**WHAT YOU WILL DO**
Return, in their exact form, the lines that lie between the start of the data below and the line containing "Context: Fedora 41", with both ends included.

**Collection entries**
————————
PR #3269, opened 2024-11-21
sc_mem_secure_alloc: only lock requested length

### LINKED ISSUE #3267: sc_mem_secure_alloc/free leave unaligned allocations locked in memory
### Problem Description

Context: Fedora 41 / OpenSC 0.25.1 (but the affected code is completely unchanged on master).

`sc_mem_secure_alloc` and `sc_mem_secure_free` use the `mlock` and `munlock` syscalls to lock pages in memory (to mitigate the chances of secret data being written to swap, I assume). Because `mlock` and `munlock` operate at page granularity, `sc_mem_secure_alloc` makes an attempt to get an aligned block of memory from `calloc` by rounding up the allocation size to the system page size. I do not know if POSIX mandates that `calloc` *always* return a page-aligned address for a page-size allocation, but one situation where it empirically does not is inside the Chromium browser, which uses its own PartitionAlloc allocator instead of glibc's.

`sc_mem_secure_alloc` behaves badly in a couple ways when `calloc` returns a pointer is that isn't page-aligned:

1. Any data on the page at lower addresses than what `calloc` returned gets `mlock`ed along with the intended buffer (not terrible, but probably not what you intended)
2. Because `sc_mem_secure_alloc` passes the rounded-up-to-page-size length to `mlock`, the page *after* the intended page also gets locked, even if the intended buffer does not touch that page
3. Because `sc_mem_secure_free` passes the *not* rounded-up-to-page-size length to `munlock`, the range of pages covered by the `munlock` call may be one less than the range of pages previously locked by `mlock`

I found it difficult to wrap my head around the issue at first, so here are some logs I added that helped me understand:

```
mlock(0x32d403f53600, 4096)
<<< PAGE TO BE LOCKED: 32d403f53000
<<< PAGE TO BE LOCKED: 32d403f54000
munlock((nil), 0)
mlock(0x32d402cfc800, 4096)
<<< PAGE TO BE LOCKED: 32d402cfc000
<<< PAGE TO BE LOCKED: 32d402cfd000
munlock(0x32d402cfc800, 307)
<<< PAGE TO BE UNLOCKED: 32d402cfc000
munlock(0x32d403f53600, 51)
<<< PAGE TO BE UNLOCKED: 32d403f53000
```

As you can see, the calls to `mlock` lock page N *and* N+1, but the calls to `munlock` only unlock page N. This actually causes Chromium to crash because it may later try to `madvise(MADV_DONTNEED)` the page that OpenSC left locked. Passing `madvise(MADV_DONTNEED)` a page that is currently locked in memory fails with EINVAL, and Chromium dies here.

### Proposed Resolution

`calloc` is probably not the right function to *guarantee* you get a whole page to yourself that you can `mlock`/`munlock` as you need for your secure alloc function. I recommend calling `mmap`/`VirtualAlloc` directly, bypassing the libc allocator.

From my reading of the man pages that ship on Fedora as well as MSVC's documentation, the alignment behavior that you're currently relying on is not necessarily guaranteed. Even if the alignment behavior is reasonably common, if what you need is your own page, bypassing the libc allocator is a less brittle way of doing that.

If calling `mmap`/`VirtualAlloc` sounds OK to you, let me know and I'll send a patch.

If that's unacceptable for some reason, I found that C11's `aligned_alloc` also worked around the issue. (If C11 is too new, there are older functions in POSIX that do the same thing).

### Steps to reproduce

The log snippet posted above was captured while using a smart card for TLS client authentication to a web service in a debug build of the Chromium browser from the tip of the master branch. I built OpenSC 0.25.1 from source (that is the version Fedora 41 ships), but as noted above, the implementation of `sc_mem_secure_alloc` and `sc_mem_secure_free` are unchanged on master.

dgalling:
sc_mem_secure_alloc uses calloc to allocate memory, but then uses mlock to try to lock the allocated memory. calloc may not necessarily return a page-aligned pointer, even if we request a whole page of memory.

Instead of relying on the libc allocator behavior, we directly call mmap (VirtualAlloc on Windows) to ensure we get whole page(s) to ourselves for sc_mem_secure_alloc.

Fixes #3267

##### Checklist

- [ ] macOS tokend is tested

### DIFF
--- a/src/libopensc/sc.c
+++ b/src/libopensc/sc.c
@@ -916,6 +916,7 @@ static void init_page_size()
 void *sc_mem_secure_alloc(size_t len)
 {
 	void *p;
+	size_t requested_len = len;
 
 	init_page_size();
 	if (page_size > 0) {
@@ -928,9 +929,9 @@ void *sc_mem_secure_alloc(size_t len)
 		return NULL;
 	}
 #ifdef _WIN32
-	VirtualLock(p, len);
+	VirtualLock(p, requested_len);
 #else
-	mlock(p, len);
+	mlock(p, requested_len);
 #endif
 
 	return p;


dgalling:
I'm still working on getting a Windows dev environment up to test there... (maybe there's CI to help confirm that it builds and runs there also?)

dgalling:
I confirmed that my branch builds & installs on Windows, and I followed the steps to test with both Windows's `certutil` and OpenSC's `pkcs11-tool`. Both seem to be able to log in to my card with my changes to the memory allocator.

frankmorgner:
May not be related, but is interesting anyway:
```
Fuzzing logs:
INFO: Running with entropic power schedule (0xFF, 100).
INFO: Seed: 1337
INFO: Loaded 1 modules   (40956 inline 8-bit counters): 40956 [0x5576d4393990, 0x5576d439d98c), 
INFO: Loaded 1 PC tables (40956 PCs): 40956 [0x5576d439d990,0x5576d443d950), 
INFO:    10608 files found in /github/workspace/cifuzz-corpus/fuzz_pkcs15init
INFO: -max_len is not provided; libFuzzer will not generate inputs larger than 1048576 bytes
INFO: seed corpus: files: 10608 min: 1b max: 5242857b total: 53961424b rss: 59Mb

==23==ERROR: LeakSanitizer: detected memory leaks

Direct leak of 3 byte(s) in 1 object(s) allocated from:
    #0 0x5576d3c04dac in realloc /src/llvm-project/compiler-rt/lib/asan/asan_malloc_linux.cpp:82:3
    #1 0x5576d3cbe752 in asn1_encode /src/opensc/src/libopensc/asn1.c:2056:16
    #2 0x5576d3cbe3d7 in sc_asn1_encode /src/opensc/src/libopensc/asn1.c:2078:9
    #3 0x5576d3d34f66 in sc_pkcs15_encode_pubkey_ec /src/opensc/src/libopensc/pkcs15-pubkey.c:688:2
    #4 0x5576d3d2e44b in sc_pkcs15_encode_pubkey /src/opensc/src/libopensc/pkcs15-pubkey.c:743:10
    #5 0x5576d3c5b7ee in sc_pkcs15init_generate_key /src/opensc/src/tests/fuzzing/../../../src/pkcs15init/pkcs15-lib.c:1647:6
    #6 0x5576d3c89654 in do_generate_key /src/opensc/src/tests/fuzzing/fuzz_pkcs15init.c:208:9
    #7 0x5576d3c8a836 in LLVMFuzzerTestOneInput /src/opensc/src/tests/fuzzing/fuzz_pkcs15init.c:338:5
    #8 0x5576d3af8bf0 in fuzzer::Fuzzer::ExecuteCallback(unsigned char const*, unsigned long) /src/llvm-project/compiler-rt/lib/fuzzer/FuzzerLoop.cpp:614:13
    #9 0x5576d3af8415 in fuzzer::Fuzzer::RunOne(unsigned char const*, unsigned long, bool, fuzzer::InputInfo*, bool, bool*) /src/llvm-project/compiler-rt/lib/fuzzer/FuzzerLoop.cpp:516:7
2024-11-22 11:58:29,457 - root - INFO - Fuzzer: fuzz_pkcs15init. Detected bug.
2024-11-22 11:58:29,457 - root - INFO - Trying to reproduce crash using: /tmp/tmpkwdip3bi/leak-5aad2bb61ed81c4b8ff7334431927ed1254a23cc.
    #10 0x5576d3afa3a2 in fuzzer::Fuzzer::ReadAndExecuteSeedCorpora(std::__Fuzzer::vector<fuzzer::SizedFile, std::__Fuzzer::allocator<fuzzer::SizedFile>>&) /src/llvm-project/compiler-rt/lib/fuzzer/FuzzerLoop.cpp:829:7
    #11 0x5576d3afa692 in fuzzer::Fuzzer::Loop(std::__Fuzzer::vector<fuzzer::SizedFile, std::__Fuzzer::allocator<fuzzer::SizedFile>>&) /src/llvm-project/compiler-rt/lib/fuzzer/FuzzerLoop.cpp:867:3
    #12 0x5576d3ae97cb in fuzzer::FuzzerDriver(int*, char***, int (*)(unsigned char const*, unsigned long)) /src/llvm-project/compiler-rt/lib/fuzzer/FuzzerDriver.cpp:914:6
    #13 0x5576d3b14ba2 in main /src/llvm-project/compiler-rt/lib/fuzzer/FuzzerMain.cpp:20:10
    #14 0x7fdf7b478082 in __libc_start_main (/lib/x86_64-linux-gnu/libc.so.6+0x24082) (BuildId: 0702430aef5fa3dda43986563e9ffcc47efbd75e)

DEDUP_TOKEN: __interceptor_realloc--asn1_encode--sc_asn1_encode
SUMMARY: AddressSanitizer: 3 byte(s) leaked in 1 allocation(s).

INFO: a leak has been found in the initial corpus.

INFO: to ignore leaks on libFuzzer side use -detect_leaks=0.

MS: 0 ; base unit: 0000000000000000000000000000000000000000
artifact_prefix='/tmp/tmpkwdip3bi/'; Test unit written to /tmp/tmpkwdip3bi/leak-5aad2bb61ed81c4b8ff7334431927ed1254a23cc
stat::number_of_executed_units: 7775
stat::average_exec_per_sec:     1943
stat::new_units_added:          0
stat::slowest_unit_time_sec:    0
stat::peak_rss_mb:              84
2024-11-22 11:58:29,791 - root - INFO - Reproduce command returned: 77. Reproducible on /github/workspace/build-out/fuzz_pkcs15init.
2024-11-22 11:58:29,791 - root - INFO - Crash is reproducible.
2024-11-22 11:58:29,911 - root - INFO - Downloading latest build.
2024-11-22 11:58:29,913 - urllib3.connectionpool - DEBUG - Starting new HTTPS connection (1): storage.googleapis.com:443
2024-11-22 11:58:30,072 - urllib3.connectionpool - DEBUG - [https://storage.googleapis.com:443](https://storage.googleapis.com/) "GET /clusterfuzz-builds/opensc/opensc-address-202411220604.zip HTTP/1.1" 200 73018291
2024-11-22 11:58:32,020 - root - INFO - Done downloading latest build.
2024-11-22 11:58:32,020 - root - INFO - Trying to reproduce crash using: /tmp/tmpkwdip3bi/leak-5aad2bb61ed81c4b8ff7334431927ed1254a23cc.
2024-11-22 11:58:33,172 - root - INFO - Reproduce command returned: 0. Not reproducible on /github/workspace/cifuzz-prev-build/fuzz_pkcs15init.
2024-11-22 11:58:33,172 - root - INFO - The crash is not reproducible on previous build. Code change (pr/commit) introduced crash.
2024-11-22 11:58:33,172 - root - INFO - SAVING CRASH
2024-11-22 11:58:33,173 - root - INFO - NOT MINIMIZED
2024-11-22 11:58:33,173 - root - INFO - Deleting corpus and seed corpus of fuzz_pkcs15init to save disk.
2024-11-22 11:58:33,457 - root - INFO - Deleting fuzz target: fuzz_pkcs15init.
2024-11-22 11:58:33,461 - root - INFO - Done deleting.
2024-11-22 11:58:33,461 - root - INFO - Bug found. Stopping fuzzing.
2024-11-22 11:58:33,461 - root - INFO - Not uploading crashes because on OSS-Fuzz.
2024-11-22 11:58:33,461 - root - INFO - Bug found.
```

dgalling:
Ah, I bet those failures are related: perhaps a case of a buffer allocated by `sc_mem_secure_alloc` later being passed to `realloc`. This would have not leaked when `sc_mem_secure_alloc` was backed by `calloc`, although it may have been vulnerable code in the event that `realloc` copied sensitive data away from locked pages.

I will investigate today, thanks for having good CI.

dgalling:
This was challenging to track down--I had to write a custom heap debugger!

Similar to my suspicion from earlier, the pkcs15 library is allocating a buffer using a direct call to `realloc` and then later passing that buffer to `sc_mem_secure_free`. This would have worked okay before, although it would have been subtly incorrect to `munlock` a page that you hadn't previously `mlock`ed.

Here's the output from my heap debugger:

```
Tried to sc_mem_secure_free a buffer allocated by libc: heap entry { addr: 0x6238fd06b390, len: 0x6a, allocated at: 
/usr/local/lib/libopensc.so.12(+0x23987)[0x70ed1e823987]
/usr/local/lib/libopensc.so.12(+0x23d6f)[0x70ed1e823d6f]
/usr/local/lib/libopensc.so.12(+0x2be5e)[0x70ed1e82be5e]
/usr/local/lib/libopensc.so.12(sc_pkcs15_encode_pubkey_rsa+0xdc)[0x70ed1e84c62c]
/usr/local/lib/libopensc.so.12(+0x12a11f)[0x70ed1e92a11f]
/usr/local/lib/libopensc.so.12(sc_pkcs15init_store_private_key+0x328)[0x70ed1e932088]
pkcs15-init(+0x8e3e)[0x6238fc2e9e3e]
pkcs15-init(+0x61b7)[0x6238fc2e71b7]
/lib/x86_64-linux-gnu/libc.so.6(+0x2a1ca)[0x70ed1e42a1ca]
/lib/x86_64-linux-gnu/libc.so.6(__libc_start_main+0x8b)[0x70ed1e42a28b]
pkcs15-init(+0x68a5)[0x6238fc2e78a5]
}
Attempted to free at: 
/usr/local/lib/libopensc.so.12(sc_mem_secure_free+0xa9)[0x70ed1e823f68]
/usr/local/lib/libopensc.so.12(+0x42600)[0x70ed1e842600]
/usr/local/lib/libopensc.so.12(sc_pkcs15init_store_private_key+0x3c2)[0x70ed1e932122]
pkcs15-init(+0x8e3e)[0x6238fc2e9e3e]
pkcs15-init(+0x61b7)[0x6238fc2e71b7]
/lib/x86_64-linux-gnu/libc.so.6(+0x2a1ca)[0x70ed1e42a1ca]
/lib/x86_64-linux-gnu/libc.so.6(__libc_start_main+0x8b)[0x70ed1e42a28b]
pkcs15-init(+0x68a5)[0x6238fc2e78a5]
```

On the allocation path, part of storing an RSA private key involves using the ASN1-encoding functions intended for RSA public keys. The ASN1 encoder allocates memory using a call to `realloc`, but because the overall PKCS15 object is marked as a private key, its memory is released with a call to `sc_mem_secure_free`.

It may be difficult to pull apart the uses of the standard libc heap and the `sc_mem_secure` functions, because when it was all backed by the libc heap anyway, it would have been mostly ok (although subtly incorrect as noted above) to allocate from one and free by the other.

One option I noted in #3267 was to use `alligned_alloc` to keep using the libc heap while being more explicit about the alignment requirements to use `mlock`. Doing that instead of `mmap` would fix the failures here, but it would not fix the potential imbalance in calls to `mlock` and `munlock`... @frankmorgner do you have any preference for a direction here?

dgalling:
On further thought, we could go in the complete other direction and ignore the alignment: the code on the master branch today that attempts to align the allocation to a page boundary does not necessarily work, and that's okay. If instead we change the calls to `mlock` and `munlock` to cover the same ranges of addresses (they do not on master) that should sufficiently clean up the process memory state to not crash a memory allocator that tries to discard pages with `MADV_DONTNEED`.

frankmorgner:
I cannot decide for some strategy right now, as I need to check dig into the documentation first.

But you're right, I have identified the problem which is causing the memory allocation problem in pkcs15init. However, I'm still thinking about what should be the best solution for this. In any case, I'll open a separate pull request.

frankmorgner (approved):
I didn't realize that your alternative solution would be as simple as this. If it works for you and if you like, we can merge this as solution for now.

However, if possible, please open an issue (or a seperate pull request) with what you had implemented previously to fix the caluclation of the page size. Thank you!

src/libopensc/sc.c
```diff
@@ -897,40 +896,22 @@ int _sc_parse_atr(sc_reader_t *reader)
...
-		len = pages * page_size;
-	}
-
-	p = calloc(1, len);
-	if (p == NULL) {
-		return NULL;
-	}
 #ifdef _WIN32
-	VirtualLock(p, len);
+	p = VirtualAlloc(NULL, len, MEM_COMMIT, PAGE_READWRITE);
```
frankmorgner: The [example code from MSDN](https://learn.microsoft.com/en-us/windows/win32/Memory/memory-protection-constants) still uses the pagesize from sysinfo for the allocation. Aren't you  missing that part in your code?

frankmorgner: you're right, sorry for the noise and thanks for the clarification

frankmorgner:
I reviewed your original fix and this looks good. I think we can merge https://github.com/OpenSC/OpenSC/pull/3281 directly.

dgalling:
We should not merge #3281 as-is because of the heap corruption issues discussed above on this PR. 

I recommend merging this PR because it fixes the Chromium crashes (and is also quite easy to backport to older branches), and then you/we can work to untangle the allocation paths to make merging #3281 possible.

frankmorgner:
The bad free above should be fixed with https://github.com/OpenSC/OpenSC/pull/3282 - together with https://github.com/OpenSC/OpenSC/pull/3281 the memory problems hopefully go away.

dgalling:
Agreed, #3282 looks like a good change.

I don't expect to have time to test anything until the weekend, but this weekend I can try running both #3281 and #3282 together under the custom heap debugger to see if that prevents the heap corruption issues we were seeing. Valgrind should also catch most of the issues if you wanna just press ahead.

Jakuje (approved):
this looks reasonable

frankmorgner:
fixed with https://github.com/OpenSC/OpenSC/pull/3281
————————
**WRITTEN ANSWER**
PR #3269, opened 2024-11-21
sc_mem_secure_alloc: only lock requested length

### LINKED ISSUE #3267: sc_mem_secure_alloc/free leave unaligned allocations locked in memory
### Problem Description

Context: Fedora 41 / OpenSC 0.25.1 (but the affected code is completely unchanged on master).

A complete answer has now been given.